The menu was based around the fruit, vegetables and herbs growing on the farm. It started with glasses of fresh rosemary lemonade and a tour of the fields and barns. Not many diners get to pet the goats and sheep that they will soon be ordering in cuts and joints for Christmas, but that is the magic of Stepney.

Lucy pumpkin head
Lucy pumpkin head. We killed her and turned her into soup. Tragic, but tasty.

Starters were pumpkin soup made from a huge, warty-skinned pumpkin that Tom had dragged into the cafe from the pumpkin patch. It came with a dollop of roast chilli paste that used jalapeños grown in the poly tunnel to improve the bland richness of the pumpkin (never has a vegetable required spices and chilli more than a pumpkin does. So magnificent to look at, so silky to eat and yet so timid in taste. Even our glorious pumpkins. I despair of pumpkins. I really do).

The main course was lamb (not ours, they’re not ready. This came from The Ginger Pig) slow roasted with onions, lovage, celery leaf and white wine. Salsa verde, potatoes sliding about in garden herb butter and fat butter beans tangled up in pumpkin greens, spinach and chard went on the side. Vegetarians ate slabs of marrows stuffed with puy lentils, tomatoes, peppers and Lord of the 100s cheese.

No churn lavender ice cream
No churn lavender before it went into the freezer. I could put my face in this, I really could.

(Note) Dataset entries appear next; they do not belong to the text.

PR #1015, opened 2025-04-17
Bump foundry version used in CI

palinatolmach:
This PR bumps the version of Foundry we use in CI to a recent pre-release [rc-1](https://github.com/foundry-rs/foundry/releases/tag/rc-1) to avoid the issues with an older version being inaccessible in `ghrc.io` currently blocking all CI runs for kontrol. It also updates expected output of end-to-end tests accordingly.

To avoid changes in the contract bytecode and lemmas in tests, this PR adds `optimizer = true` to the `foundry.toml` files in the integration and end-to-end tests, since the optimizer has been disabled by default in Foundry since the version we've used before. These lemmas and expected output would still have to be updated once we bump the version of the `forge-std` library, and I'll share the documentation for it later.

The [shazow/foundry.nix](https://github.com/shazow/foundry.nix) overlays are only available for `nightly` versions, so I overwrote the version we use in `flake.nix` to `rc-1` with `overrideAttrs`.


flake.nix
```diff
@@ -133,6 +133,45 @@
...
+                      sha256 = "1zq726d3vqnlp5bn5ijzia8xbw804g6kwxws02ddf390s5mr7946";
+                    };
+                  };
+
+                  src = final.fetchzip {
+                    inherit (sources.${system}) url sha256;
+                    stripRoot = false;
+                  };
+                in
+                  final.stdenv.mkDerivation {
```
juliankuners, line 166: Is there a specific reason, why you repackaged `foundry-bin` with a new `final.stdenv.mkDerivation` instead of overriding `foundry-bin` from `github:shazow/foundry.nix` with `prev.foundry-bin.overrideAttrs`?

In case there is a reason, the `github:shazow/foundry.nix` input and `foundry.overlay` overlay should be dropped entirely. Otherwise, I'd suggest to override the existing derivation. The derivation from `shazow` also seems more [thorough](https://github.com/shazow/foundry.nix/blob/main/foundry-bin/default.nix), though our successful CI/CD runs suggest that this light weight derivation should be enough as well.

juliankuners (changes requested):
left comment

flake.nix
palinatolmach: No specific reason, I just didn't know it was an option. Let me fix it!

palinatolmach: Done in https://github.com/runtimeverification/kontrol/pull/1015/commits/2fd1b6fdc785218e353a9901582d339aa84bc4cb.

src/tests/integration/test-data/show/ForgetBranchTest.test_forgetBranch(uint256).expected
```diff
@@ -7,28 +7,37 @@
 │   src: test/ForgetBranch.t.sol:8:21
 │   method: test%ForgetBranchTest.test_forgetBranch(uint256)
 │
-│  (755 steps)
+│  (1000 steps)
 ├─ 3
+│   k: JUMP 6022 ~> #pc [ JUMP ] ~> #execute ~> CONTINUATION:K
```
anvacaru, line 12: So it seems there is one additional node tracked now.

juliankuners (approved):
The nix changes look good to me!

anvacaru (approved):

PR #1019, opened 2025-04-27
Refactors to simplify import structure

ehildenb:
I'm using a tool called `pydeps` to analyze the import structure of Kontrol and understand where it can be simplified. This PR does so.

The original import graph looks like this:

kontrol

This PR does the following:

- Move function `hex_string_to_int` from `solc_to_k` to `utils`, a more natural place for it.
- Adjusts some imports in `kontrol.cli` to go directly to the modules they're importing from, instead of through `kontrol.prove`.
- Removes the commands `kontrol compile` and `kontrol to-dot` (which I believe are unused), and the associated code with them.
- Factors out `foundry_view` command to be reused in `__main__` instead of having the code inline (removes some imports from `__main__`.
- Refactor the logic around `--hevm` to remove it from being imported directly into `__main__`.

The new import graph loosk like this (a bit flatter):

kontrol

I was using the following command to compute the imports graph (using `pydeps`: https://pydeps.readthedocs.io/en/latest/):

```
% pydeps -o kontrol.png -T png --no-show --cluster --max-bacon 4 src/kontrol
```

### DIFF
--- a/src/kontrol/__main__.py
+++ b/src/kontrol/__main__.py
@@ -1,6 +1,5 @@
 from __future__ import annotations
 
-import json
 import logging
 import sys
 from collections.abc import Iterable
@@ -39,7 +38,6 @@ from .hevm import Hevm
 from .kompile import foundry_kompile
 from .prove import foundry_prove
 from .solc import CompilationUnit
-from .solc_to_k import solc_compile
 from .utils import _LOG_FORMAT, _rv_blue, _rv_yellow, check_k_version, config_file_path, console, loglevel
 
 if TYPE_CHECKING:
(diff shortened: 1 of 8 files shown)


ehildenb:
A further potential optimization would be to remove `Hevm` altogether, and inline its logic into where it's used. It would not be very much code motion to do so, and I think is reasonable given that we haven't seen any other predicates we're using to determine success/failure yet.

ehildenb:
Another potential optimization to make would be to split out `foundry.py` into more specific submodules (like we have for `kompile.py` and `prove.py`), so that `foundry.py` actually just becomes the `Foundry` object and related definitions, and the different files become the various CLI commands. That would probably also reveal places where import structure could be simplified.

palinatolmach (approved):

tothtamas28 (approved):

PR #1021, opened 2025-04-28
Factor out Foundry modules

ehildenb:
~Blocked on: https://github.com/runtimeverification/kontrol/pull/1019~

This PR continues the refactoring in https://github.com/runtimeverification/kontrol/pull/1019 to factor out more of the module structure. In particular:

- A new module `kontrol.display` is factored out with the commands `foundry_show` and `foundry_view`, and all display-related helpers are moved there.
- Functionality related to processing state-diffs is lifted out of `prove.py` and directly into `__main__.py`, so that `state_record` no longer needs to be imported into `prove.py`.
- All the helpers, and the main command for state loading, are removed from `foundry.py` and moved to `state_record.py`.
- The function `Foundry.custom_view`, which did not really use much else from the Foundry class, is moved to `display` module.

In terms of import graph structure, we have that:

- `state_record` is no longer imported into `foundry.py`, only into `__main__.py`, so it's better isolated.
- `solc` is no longer imported into `foundry.py`, just into `display.py` where it's used.

### DIFF
--- a/src/kontrol/__main__.py
+++ b/src/kontrol/__main__.py
@@ -24,15 +24,13 @@ from .foundry import (
     foundry_section_edge,
     foundry_simplify_node,
     foundry_split_node,
-    foundry_state_load,
     foundry_step_node,
     foundry_unrefute_node,
     init_project,
-    read_recorded_state_diff,
-    read_recorded_state_dump,
 )
 from .kompile import foundry_kompile
 from .prove import foundry_prove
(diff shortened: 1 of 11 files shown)


ehildenb:
The new import structure is as follows:

kontrol

ehildenb:
I moved `custom_view` into `display`, and the import graph now looks like this:

kontrol

tothtamas28 (approved):

Issue #1022, opened 2025-04-30
Fix `uv` version in GH actions


palinatolmach:
Based on the updates happening to `uv.lock` in https://github.com/runtimeverification/kontrol/pull/1008, it seems that the version of `uv` used in actions such as the one updating versions is not fixed, which causes version discrepancy issues. It should be set to the same one that's being used in `kup` and `nix build`.

juliankuners:
In the GitHub job `.github/workflows/update-version.yml`, `uv` is installed with `astral-sh/setup-uv@v5`. The latest update of `v5` was to version [`v5.2.2`](https://github.com/astral-sh/setup-uv/releases/tag/v5), which is probably the last update of `v5`, as [`v6.0.0`](https://github.com/astral-sh/setup-uv/releases/tag/v6.0.0) was released.

This means that from now on, most probably, the version of `uv` is fixed in CI/CD for now. Though it remains uncoupled from the version that is used by kup, `nix build`, and `nix develop`. I'd suggest that we reorder the jobs in `update-version.yml` to move the installation of `nix` forward and don't install `uv` with the `astral-sh/setup-uv` job. Instead we can use `uv` with the `nix develop` shell like this: `nix develop .# --command uv [...]`.

palinatolmach:
Thanks @juliankuners! I agree that's a good option, and, I guess, the other way is to do something like this: https://github.com/runtimeverification/kontrol/compare/master...pin-ci-uv but with the correct version, so we're more explicit about the version we're using. I've been trying to find the place in the codebase where the version used by kup, `nix build`, and `nix develop` is specified — can you please point me to it?

juliankuners:
@palinatolmach Yes, fixing the version in the CI job would be more explicit. I guess we could print the version of `uv` on the command line in the CI job logs in case of using the `nix develop` shell. We also would need/should have a CI job for updating `uv2nix` anyway, I think, and could explicitly fix both `uv` and `uv2nix` to the same respective version.

The version of `uv` is specified in the `uv2nix` repository: [https://github.com/pyproject-nix/uv2nix/blob/e00f7117aaebaa1f9ff846976d655c5a4d919321/pkgs/uv-bin/srcs.json](https://github.com/pyproject-nix/uv2nix/blob/e00f7117aaebaa1f9ff846976d655c5a4d919321/pkgs/uv-bin/srcs.json)

[...]

PR #1023, opened 2025-05-08
Pin `uv` version in CI to 0.7.2

palinatolmach:
Closes https://github.com/runtimeverification/kontrol/issues/1022.
Related: https://github.com/runtimeverification/mir-semantics/pull/547

This PR pins the version of `uv` used in CI to 0.7.2 for it to stay fixed and consistent with `mir-semantics`, pins the version in `pyproject-build-systems`, and updates the `uv.lock` and `flake.nix` files accordingly.

It also fixes a code quality issue identified by an updated `mypy`.

### DIFF
--- a/.github/workflows/Dockerfile
+++ b/.github/workflows/Dockerfile
@@ -50,8 +50,7 @@ WORKDIR /home/${USER}/workspace
 
 ENV PATH=/home/${USER}/.cargo/bin:/home/${USER}/.local/bin:/usr/local/bin/:${PATH}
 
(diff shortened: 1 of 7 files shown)


juliankuners:
I'd suggest that we also add a GitHub job in another pull request that periodically updates `uv2nix` and `pyproject-build-systems` in the flake inputs as well as fetches the respective version of `uv` that is being used by nix and updates the version in the GitHub jobs. `uv` is updated quite frequently and this ensures that the two versions always match.

PR #1025, opened 2025-05-13
CSE: assume that cheatcodes' expected `CALLDEPTH` is smaller than the current one

palinatolmach:
Follow up to https://github.com/runtimeverification/kontrol/pull/1008.


ehildenb:
Would it work with condition added to LHS of the calldepth:

```
andBool notBool (ACTIVE_CELL orBool PRAKNDEPTH_CELL <Int CALLDEPTH_CELL)
andBool notBool (EXPECTED_REVERT_CELL orBool REVERTDEPTH_CELL <Int CALLDEPTH_CELL)
```

ehildenb:
Let's also add a test of `prank` of a function `f` that calls `g`, so that we can examine the behavior of the interaction of pranking and CSE.

PR #1040, opened 2025-06-19
Console.log Support for Kontrol

anvacaru:
This PR adds support for Foundry's `console.log` functionality in Kontrol proofs, enabling developers to see debug output during formal verification.

Added a new rule (`FOUNDRY_ACCOUNTS.console.log`) to intercept `STATICCALL` instructions to the console address (0x000000000000000000636F6e736F6c652e6c6f67).
This rule is also added to the list of `cut-point` rules and triggers a custom-step execution that decodes the calldata of the `log` function and prints it.
The calldata decoding is based on a function signature mapping (`CONSOLE_SELECTORS` maps all the function selectors from the `console` library to their parameter types) and uses the eth-abi library to decode the calldata based on the data types used in said log function.
The `console.log` output is displayed twice: first using the informational logging system (`--verbose` is required to see it) and then at the end of execution (also prints for non-verbose mode).
 

Some other changes:
 - Test contract balance: Updated initial test contract balance to `2^95 wei` to match Foundry's default.
 - Changed the `#address ( Contract )` tags from `macro` to `alias` to easily spot the predefined contracts in a KCFG.


src/kontrol/foundry.py
```diff
@@ -266,6 +278,31 @@ def _filter_constraints_by_simplification(
...
+        selector_token = subst['###SELECTOR']
+        data = subst['###DATA']
+        assert type(selector_token) is KToken
+
+        try:
+            if type(data) is KToken:
+                selector = int(selector_token.token)
+                if selector in CONSOLE_SELECTORS:
+                    param_types = CONSOLE_SELECTORS[selector]
+                    decoded = decode(param_types, ast.literal_eval(data.token))
```
palinatolmach, line 291: Can we catch and print out a warning if `decode` or `ast.literal_eval` fails for a given token?

palinatolmach (approved):
Looks good, I left one comment! 

 Please also consider factoring out this change to a separate PR: 
> Test contract balance: Updated initial test contract balance to 2^95 wei to match Foundry's default.

and adding a unit test for `console.log` calldata decoding, and an integration test for the Solidity test using `console.log`.

src/kontrol/foundry.py
anvacaru: I'm not sure I get this question. The `catch` on line 299 should catch any error with `decode` and `ast.literal_eval`, I think.

src/kontrol/foundry.py
```diff
@@ -266,6 +277,28 @@ def _filter_constraints_by_simplification(
...
 
+    def _exec_console_log_custom_step(self, subst: Subst, cterm: CTerm, _c: CTermSymbolic) -> KCFGExtendResult | None:
+        selector_token = subst['###SELECTOR']
+        data = subst['###DATA']
+        assert type(selector_token) is KToken
+
+        try:
+            if type(data) is KToken:
+                selector = int(selector_token.token)
+                print(data)
```
palinatolmach, line 288: Is this a debugging statement that should be removed by any chance?
```suggestion
                print(data)
```

palinatolmach (commented):
thanks for adding the test! added another comment:

src/kontrol/foundry.py
anvacaru: Great catch! Thanks!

And then there was pudding. My favourite course. Soft, damp lemon cakes, a scoop of lavender ice cream and blackcurrant sauce. Sharp, creamy and sweet, it’s a little marriage of sugar happiness. The blackcurrants had been frozen earlier in the summer when the Young Volunteers picked them from their garden on the farm. Right now, blackberries puréed with icing sugar could take their place.

Lemon, almond and polenta cakes
Makes 12 small cakes or serves 8–10 in slices

4 lemons, scrubbed 
Olive oil, for greasing
6 large eggs
350g caster sugar
100g ground almonds
150g fine polenta

1 Place the lemons in a pan of water and bring to the boil. Reduce the heat and simmer the lemons for 1 hour or until the lemons are very tender. Turn off the heat and leave to cool in the water. This stage is best done the day before you want to bake the cake.

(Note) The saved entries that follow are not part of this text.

PR #1043, opened 2025-07-03
deprecate execution of `testFail*` tests

anvacaru:
This PR removes support for Solidity test methods prefixed with `testFail`, `checkFail`, and `proveFail` when running Kontrol. Instead, a deprecation warning is displayed.

- Removed all testFail test entries from integration test data files
- Removed the `failing` parameter from `_final_cterm` and related logic that handled different success/failure expectations for `testFail` methods
image

### DIFF
--- a/src/kontrol/prove.py
+++ b/src/kontrol/prove.py
@@ -812,7 +812,7 @@ def _update_cterm_from_node(cterm: CTerm, node: KCFG.Node, config_type: ConfigTy
             'ACCOUNTS_CELL',
             'NUMBER_CELL',
             'TIMESTAMP_CELL',
-            'BASEFEE_CEL',
+            'BASEFEE_CELL',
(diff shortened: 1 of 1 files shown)


src/kontrol/prove.py
```diff
@@ -808,7 +812,7 @@ def _update_cterm_from_node(cterm: CTerm, node: KCFG.Node, config_type: ConfigTy
             'ACCOUNTS_CELL',
             'NUMBER_CELL',
             'TIMESTAMP_CELL',
-            'BASEFEE_CELL',
+            'BASEFEE_CEL',
```
palinatolmach, line 815: Probably a typo:
```suggestion
            'BASEFEE_CELL',
```

palinatolmach (approved):
Left a comment about a typo, otherwise looks good!

PR #1045, opened 2025-07-07
Changes to CLI output when a proof is failing

anvacaru:
Updating the CLI output. Changes:

1. Replaced the failure reason (and the remaining implication) with the `status code` and `output` values.

   - added a new `KontrolAPRFailureInfo(APRFailureInfo)` class with a `print_with_additional_info(status_codes: list[str], outputs: list[str])` method, which unlike the [APRFailureInfo.print()](https://github.com/runtimeverification/k/blob/40d1aa8505043451a08a7436ed076e7d85311756/pyk/src/pyk/proof/reachability.py#L1018) method, does not display the remaining implication but instead shows the status codes and output bytestrings of the failing nodes.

2 Grease either a 20cm cake tin or 12 dariole moulds (I used the Ikea Drömmar muffin tin) with a little olive oil. Preheat the oven to gas mark 4/180°C/fan oven 160°C.

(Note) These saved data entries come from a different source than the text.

PR #920, opened 2026-08-26
Update scassandra to 5.7.0 and drop the pins it makes redundant

Z1kkurat:
- scassandra 5.7.0 declares patched Guava, Netty and Jackson itself (evolution-gaming/scassandra#367), so pinning them here is redundant — and now harmful: ours had fallen behind (guava 32.1.3 vs 33.7.1, netty 4.1.136 vs 4.1.137) and, as build-wide `dependencyOverrides`, would downgrade rather than raise.
- Removed the guava and netty pins.
- Kept lz4 (kafka-clients brings 1.10.2) and Jackson (kafka-journal brings 2.14.3 to `journal`, which scassandra isn't on the classpath of). Jackson raised to 2.18.10 to match scassandra so the override doesn't pull `persistence-cassandra` down.
- Guava 32→33 drops `jsr305`/`checker-qual` and moves `j2objc-annotations` to 3.x, so those join `versionPolicyIgnored`. Its comment said to drop the block after the next release, but v10.2.0 is that release — retargeted.
- Verified: resolved tree shows guava 33.7.1 and all seven netty artifacts at 4.1.137 via scassandra; `sbt check` clean; tests pass on 2.13 and 3.3; IT modules compile.

## Summary by CodeRabbit

* **Updates**
  * Updated the Cassandra testing component to version 5.7.0.
  * Updated the Jackson component to version 2.18.10.
  * Refined dependency version handling for improved build consistency.
  * Simplified dependency management by removing unnecessary explicit version pins while preserving required compression and JSON components.

### DIFF
--- a/project/Dependencies.scala
+++ b/project/Dependencies.scala
@@ -8,7 +8,7 @@ object Dependencies {
   val scache            = "com.evolution"       %% "scache"              % "6.0.2"
   val skafka            = "com.evolutiongaming" %% "skafka"              % "21.0.3"
   val sstream           = "com.evolutiongaming" %% "sstream"             % "1.3.0"
-  val scassandra        = "com.evolutiongaming" %% "scassandra"          % "5.6.0"
+  val scassandra        = "com.evolutiongaming" %% "scassandra"          % "5.7.0"
   val cassandraSync     = "com.evolutiongaming" %% "cassandra-sync"      % "4.0.0"
   val random            = "com.evolution"       %% "random"              % "1.0.5"
   val retry             = "com.evolutiongaming" %% "retry"               % "3.1.0"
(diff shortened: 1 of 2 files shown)


project/Dependencies.scala
```diff
@@ -19,33 +19,24 @@ object Dependencies {
     * These are declared as direct dependencies of the modules that pull them in, on top of being listed in
     * `dependencyOverrides`: overrides only affect the resolution of this build and are not published to the POM, so on
     * their own they leave the consumers of the library with the original, vulnerable versions.
+    *
+    * Pin only what a module does not already get pinned upstream: `scassandra` covers `persistence-cassandra` since
+    * 5.7.0, and a pin lagging upstream downgrades a patched version instead of raising an unpatched one.
```
mr-git: I have a feeling, that some words are missing in this text or maybe there are some unnecessary words... not sure, but I cannot grasp the meaning :/

mr-git (approved):

project/Dependencies.scala
Z1kkurat: fixed, it was correct but indeed a bit wordy

mr-git (approved):

PR #935, opened 2026-09-08
Tolerate a stale-generation fence instead of failing the flow [DEFERRED]

### LINKED ISSUE #938: Transactional snapshot mode fails the flow on a spurious generation fence under `CooperativeStickyAssignor`
kafka-flow `master` at 1a062dc, kafka-clients 4.3.1.

## Summary

This affects `CooperativeStickyAssignor` on the classic protocol, where retained partitions keep writing through a rebalance. Eager assignors (`StickyAssignor`, `RangeAssignor`) are not affected: they tear every flow down before the generation bumps.

In `cachingTransactional` mode every snapshot flush and periodic offset commit is a Kafka transaction bound to the consumer's group generation (KIP-447). When the broker rejects one for a stale generation, kafka-flow fails the flow. The rejection already is the fence: the transaction aborted, nothing landed, the producer stays usable, and the consumer refreshes its generation on the next completed rebalance. Failing the flow adds a leave and a rejoin that bump the generation again and fence the peers' in-flight transactions. Under a rolling deploy this becomes a self-sustaining restart cascade.

## Why a still-valid owner gets fenced

The coordinator checks member and generation, not partitions (`ClassicGroup.validateOffsetCommit`). The generation advances on every completed rebalance, even one that changes nothing for this member. kafka-flow reads it after each poll, so a transaction started between the new generation forming and the next post-poll refresh carries the old one and is rejected. Under the cooperative assignor retained partitions keep committing during a rebalance, so this window is hit routinely. The design doc names it: "the retained partition's next transactional commit would be spuriously fenced though the member still owns it".

## What kafka-flow does with the rejection

`GroupCommit.commitBatch` aborts and fails every pending item ([KafkaSnapshotWriteDatabase.scala#L135-L158](https://github.com/evolution-gaming/kafka-flow/blob/1a062dc/persistence-kafka/src/main/scala/com/evolutiongaming/kafka/flow/kafkapersistence/KafkaSnapshotWriteDatabase.scala#L135-L158)). Both callers fail the flow:

- **Persist path:** `attemptToPersist` re-raises unless `ignorePersistErrors` is set ([TimerFlowOf.scala#L233-L246](https://github.com/evolution-gaming/kafka-flow/blob/1a062dc/core/src/main/scala/com/evolutiongaming/kafka/flow/timer/TimerFlowOf.scala#L233-L246)); `unloadOrphaned` fails regardless of the flag ([TimerFlowOf.scala#L60-L66](https://github.com/evolution-gaming/kafka-flow/blob/1a062dc/core/src/main/scala/com/evolutiongaming/kafka/flow/timer/TimerFlowOf.scala#L60-L66)).
- **Periodic commit path:** `PartitionFlow` schedules the commit without error handling ([PartitionFlow.scala#L283-L285](https://github.com/evolution-gaming/kafka-flow/blob/1a062dc/core/src/main/scala/com/evolutiongaming/kafka/flow/PartitionFlow.scala#L283-L285)).

## Why failing is redundant

The producer survives (`commitBatch` already aborts). The consumer heals on its own: a fenced member completes the rebalance round on its next `poll()` and keeps its retained partitions. Nothing was written: the key's state is still in memory and the next tick flushes it under the refreshed generation.

## How the failure amplifies

Closing the consumer sends `LeaveGroup`, which opens a rebalance and bumps the generation, fencing every peer with a transaction in flight. The retry joins, usually a second rebalance and a second bump. Each fenced peer repeats the cycle. Every restart also re-runs partition recovery, so the cost grows with the snapshot topic.

## The existing escape and its defect

`ignorePersistErrors` keeps the flow alive through a fenced flush but tolerates every persist error, so a genuine fault stalls the committed offset silently. It covers neither `unloadOrphaned` nor the periodic commit. In `persistPeriodicallyAndUnloadOrphaned` ([TimerFlowOf.scala#L189-L198](https://github.com/evolution-gaming/kafka-flow/blob/1a062dc/core/src/main/scala/com/evolutiongaming/kafka/flow/timer/TimerFlowOf.scala#L189-L198)) it also removes the key whether or not its persist succeeded, so the committed offset can advance past state that was never persisted.

## Related

- #732 describes the stale-writer overlap that transactional mode fences. The fence holds; this is about what the flow does after.
- Fixes: #935 tolerates the fence on both paths; #934 fixes the unload defect independently.

tobiajo:
In transactional snapshot mode (`cachingTransactional`) a stale-generation rejection of the offset commit (`ILLEGAL_GENERATION`, surfaced as `CommitFailedException`) failed the flow, on both the persist path and the periodic commit path. The rejection already is the fence: the transaction aborted, nothing landed, the producer stays usable after the abort, and the consumer refreshes its generation once it completes the rebalance. Failing the flow only adds a leave and a rejoin, each of which bumps the generation and fences the peers' in-flight transactions; under `CooperativeStickyAssignor` retained partitions keep committing while a rebalance completes, so a rolling deploy becomes a restart cascade.

- `KafkaSnapshotWriteDatabase.GroupCommit.commitBatch` classifies the rejection once, as the new `GenerationFencedError` (a `core` type; `core` still imports nothing from kafka-clients).
- Persist path (`persistPeriodically`, `persistPeriodicallyAndUnloadOrphaned`, `AdditionalStatePersist`): warn, the key stays dirty and keeps holding its offset, regardless of `ignorePersistErrors`. The timer flow retries on its next tick; an additional persist leaves the state to the next persist. `unloadOrphaned` and the revoke-time flush are unchanged. `persistPeriodicallyAndUnloadOrphaned` must not unload a key whose persist was tolerated, so this PR also gates the unload on the persist outcome; that is the same change as #934, which fixes it for `ignorePersistErrors` on its own. Whichever merges second rebases trivially.
- Periodic commit path (`PartitionFlow`): `committedOffset` advances only after a successful schedule; a fenced commit is warned and the offset is scheduled again on the next tick, or committed sooner by the next snapshot write.
- Every other error is handled as before. Eviction (`UNKNOWN_MEMBER_ID`) surfaces as the same exception and is tolerated too: nothing lands, and the consumer's next rejoin reports it as `onPartitionsLost`, which tears the flows down.
- The docs and the integration test that described the crash as the fence now describe the retry; the integration test also shows the retried flush landing on the same producer once the generation is current again.

Fixes #938.

### DIFF
--- a/build.sbt
+++ b/build.sbt
@@ -178,6 +178,9 @@ lazy val `persistence-kafka-it-tests` = (project in file("persistence-kafka-it-t
   .settings(commonSettings)
   .settings(
     name := "kafka-flow-persistence-kafka-it-tests",
+    // one broker container per suite, and the rebalance suites are paced by real coordinator timeouts: run in
+    // parallel they starve each other (the churn suite took 38 minutes next to four peers, 2 alone)
+    Test / parallelExecution := false,
     libraryDependencies ++= Seq(
       catsHelperLogback            % Test,
       playJsonJsoniter             % Test,
--- a/build.sbt
+++ b/build.sbt
@@ -75,6 +75,8 @@ lazy val core = (project in file("core"))
     mimaBinaryIssueFilters ++= Seq(
       ProblemFilters.exclude[IncompatibleMethTypeProblem]("com.evolutiongaming.kafka.flow.KeyFlow.of"),
       ProblemFilters.exclude[IncompatibleMethTypeProblem]("com.evolutiongaming.kafka.flow.KeyFlowOf.apply"),
+      // `Snapshots.apply` is private to the `snapshot` package; Scala 3 still emits it as a static method
+      ProblemFilters.exclude[DirectMissingMethodProblem]("com.evolutiongaming.kafka.flow.snapshot.Snapshots.apply"),
     ),
     libraryDependencies ++= Seq(
       Cats.core,
--- a/build.sbt
+++ b/build.sbt
@@ -1,4 +1,5 @@
 import Dependencies.*
+import com.typesafe.tools.mima.core.*
 
 ThisBuild / versionScheme := Some("early-semver")
 ThisBuild / evictionErrorLevel := Level.Warn
@@ -67,6 +68,14 @@ lazy val core = (project in file("core"))
   .settings(commonSettings)
   .settings(
     name := "kafka-flow",
+    // `KeyFlow.of` and `KeyFlowOf.apply` build the delete path that tolerates a stale-generation fence, which needs
+    // `MonadThrow` where `Monad` was enough. The constraint is the only change, and every effect these are used with
+    // (`Sync`, `Async`, `IO`) already satisfies it, so callers recompile unchanged; only one linked against 10.3.x
+    // without recompiling would miss the method. Drop these if the fix goes out as a major instead.
+    mimaBinaryIssueFilters ++= Seq(
+      ProblemFilters.exclude[IncompatibleMethTypeProblem]("com.evolutiongaming.kafka.flow.KeyFlow.of"),
+      ProblemFilters.exclude[IncompatibleMethTypeProblem]("com.evolutiongaming.kafka.flow.KeyFlowOf.apply"),
+    ),
     libraryDependencies ++= Seq(
       Cats.core,
       Cats.mtl,
--- a/build.sbt
+++ b/build.sbt
@@ -160,6 +160,11 @@ lazy val `persistence-kafka` = (project in file("persistence-kafka"))
   .settings(commonSettings)
   .settings(
     name := "kafka-flow-persistence-kafka",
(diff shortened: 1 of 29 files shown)


tobiajo:
Discovered an issue with this change. Will iterate on it with better testing before undrafting.

tobiajo:
An alternative to this change is to simply discourage `CooperativeStickyAssignor`, as it is the only assignor with this issue: eager assignors tear every flow down before the generation bumps, at the price of a full re-recovery of every partition on every rebalance. The `consumer` rebalance protocol ([KIP-848](https://cwiki.apache.org/confluence/display/KAFKA/KIP-848%3A+The+Next+Generation+of+the+Consumer+Rebalance+Protocol)) with the upcoming [KIP-1251](https://cwiki.apache.org/confluence/spaces/KAFKA/pages/399279344/KIP-1251+Assignment+epochs+for+consumer+groups) is expected to not have issues with spurious fencing.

3 Pull apart the lemons over a bowl and pick out the seeds and stem. Discard them and put the rest – flesh, pith, juice and all – into a food processor and pulse to make a chunky paste.

4 In a clean bowl whisk the eggs and sugar together for about 5 minutes or until thick and pale – the beaters should leave a trail in the mix when you gently pull them through it. Fold in the lemon paste, almonds and polenta with a flexible spatula, gently turning the mixture over and over to combine it without knocking too much air out of it.

5 Pour the mixture into the cake tin and spoon into the moulds. Bake for 40 minutes–11/2 hours, depending on the size of your cake tins. Cool in the tin for about half an hour, then turn out. The cake will form a golden, sugary crust and a skewer inserted will come out clean. Serve warm or cold. The cake will keep really well for up to a week.

No churn lavender ice cream
Serves 10

1.2 litres double cream
6 sprigs lavender, washed and patted dry
1 x 400g can condensed milk

1 Place the cream and lavender in a pan and gently heat, stirring frequently, until the cream is steaming hot. Turn off the heat and leave to cool. Once cold, transfer to a tub and chill overnight in the fridge.

2 The next day, pour the cream through a sieve into a large bowl and beat with electric beaters until thick but not stiff – it should just softly hold its shape. Add the condensed milk and beat until thick and creamy.

3 Transfer to a freezer proof tub and freeze for at least 8 hours or until set. To serve, remove from the freezer 10–15 minutes before you want to scoop it.

Tagged with: BakingCakesGluten FreeIce creamStepney City FarmVegetarian

4 Responses to Gluten free lemon, almond and polenta cake and no churn lavender ice cream

  1. Ha. Someone else who agrees with me about pumpkin

  2. Beth Young says:

    Will definitely be giving this a go! Never tried lavander ice cream before! Love to see people using polenta, such an under-valued ingredient!